### [Aim of the task]
Extract the listing below in full, unchanged.

START Information given

PR #191, opened 2024-03-28
Surface crash category

DonggeLiu:
Show crash type in HTML reports and JSON summary.

### DIFF
--- a/report/templates/benchmark.html
+++ b/report/templates/benchmark.html
@@ -24,6 +24,8 @@
         <th>Status</th>
         <th>Builds</th>
         <th>Crashes</th>
+        <th>Bug</th>
+        <th>Crash reason</th>
         <th>Coverage</th>
         <th>Line coverage diff</th>
     </tr>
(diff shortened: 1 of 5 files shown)


DonggeLiu:
JOB: https://console.cloud.google.com/kubernetes/job/us-central1-c/llm-experiment/default/ofg-pr-191-dg
REPORT: https://llm-exp.oss-fuzz.com/Result-reports/ofg-pr/2024-03-28-191-dg-comparison/index.html
BUCKET: https://console.cloud.google.com/storage/browser/oss-fuzz-gcb-experiment-run-logs/Result-reports/ofg-pr/2024-03-28-191-dg-comparison
BUCKET GS: `gs://oss-fuzz-gcb-experiment-run-logs/Result-reports/ofg-pr/2024-03-28-191-dg-comparison`

DonggeLiu:
Hi @happy-qop, I made a change ([db22ff0](https://github.com/google/oss-fuzz-gen/pull/191/commits/db22ff028e59d53774bfce85a69429fa1338f917)) to keep the def of 'crash' consistent with the past, i.e., crash includes both bug in fuzz target (fp) and bug in the project under test (tp).
The main goal of this is to ensure the report also highlights bugs in fuzz targets so that we can develop new ways to mitigate/avoid them in the future.

I added another column in the report to show the real ones.
Here is the preview of the table before the change:
image

Take the 2nd row as an example, after this change, if the cell in 'Bug' column is zero, but the one under 'Crash' is not, then we know we should improve fuzz target generation.


We will ensure you have access to them as soon as everyone returns from holiday.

END Information given

### [Exercise solution]
PR #191, opened 2024-03-28
Surface crash category

DonggeLiu:
Show crash type in HTML reports and JSON summary.

### DIFF
--- a/report/templates/benchmark.html
+++ b/report/templates/benchmark.html
@@ -24,6 +24,8 @@
         <th>Status</th>
         <th>Builds</th>
         <th>Crashes</th>
+        <th>Bug</th>
+        <th>Crash reason</th>
         <th>Coverage</th>
         <th>Line coverage diff</th>
     </tr>
(diff shortened: 1 of 5 files shown)


DonggeLiu:
JOB: https://console.cloud.google.com/kubernetes/job/us-central1-c/llm-experiment/default/ofg-pr-191-dg
REPORT: https://llm-exp.oss-fuzz.com/Result-reports/ofg-pr/2024-03-28-191-dg-comparison/index.html
BUCKET: https://console.cloud.google.com/storage/browser/oss-fuzz-gcb-experiment-run-logs/Result-reports/ofg-pr/2024-03-28-191-dg-comparison
BUCKET GS: `gs://oss-fuzz-gcb-experiment-run-logs/Result-reports/ofg-pr/2024-03-28-191-dg-comparison`

DonggeLiu:
Hi @happy-qop, I made a change ([db22ff0](https://github.com/google/oss-fuzz-gen/pull/191/commits/db22ff028e59d53774bfce85a69429fa1338f917)) to keep the def of 'crash' consistent with the past, i.e., crash includes both bug in fuzz target (fp) and bug in the project under test (tp).
The main goal of this is to ensure the report also highlights bugs in fuzz targets so that we can develop new ways to mitigate/avoid them in the future.

I added another column in the report to show the real ones.
Here is the preview of the table before the change:
image

Take the 2nd row as an example, after this change, if the cell in 'Bug' column is zero, but the one under 'Crash' is not, then we know we should improve fuzz target generation.


We will ensure you have access to them as soon as everyone returns from holiday.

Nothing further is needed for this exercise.